PR #67, opened 2016-06-04
LARGE PR: all of my development branch changes

jzohrab:
This is a very large pull request, it will likely be easiest to discuss this in a conference call.

I created this branch (merge_master) from my development branch, https://github.com/jzohrab/capirca/commits/development, and then merged google Capirca master into it.  I first fixed the merge conflicts, and then did individual commits to get the tests running and passing.  List of these commits: https://github.com/jzohrab/capirca/commits/merge_master.  If needed, I could squash all of these fixes down into one _giant_ commit, but felt it would be better to have them separate at first.

All the unit and integration tests in this branch currently run and pass with "python -m unittest discover".  This includes the tests I added, as well as the old tests and the new ones added to master.  "Ran 497 tests in 52.177s   ...  OK", which is pretty nice.  Thanks for adding all the tests.

Capirca/master was updated as I did this work, and so I merged that work, as at commit 840616e, in here as well.

# Changes

This PR merges almost all of the changes I've made in my development branch (see an overview of these changes at the list of closed pull requests into my dev branch: https://github.com/jzohrab/capirca/pulls?q=is%3Apr+is%3Aclosed).

## Biggest changes

* parsing of the Capirca data is separated from the model
* added a yaml policy parser, and a "policy_format" flag so users can choose which format to parse.
* added a YamlNaming object, similar to the existing Naming object for consistency
* added characterization tests for the existing code, and test coverage for the above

* _EXERCISE PROMPT_: Set each line down exactly, beginning at the one containing "This PR merges" and ending at the last line of the material above.

* _EXERCISE SOLUTION_:
This PR merges almost all of the changes I've made in my development branch (see an overview of these changes at the list of closed pull requests into my dev branch: https://github.com/jzohrab/capirca/pulls?q=is%3Apr+is%3Aclosed).

## Biggest changes

* parsing of the Capirca data is separated from the model
* added a yaml policy parser, and a "policy_format" flag so users can choose which format to parse.
* added a YamlNaming object, similar to the existing Naming object for consistency
* added characterization tests for the existing code, and test coverage for the above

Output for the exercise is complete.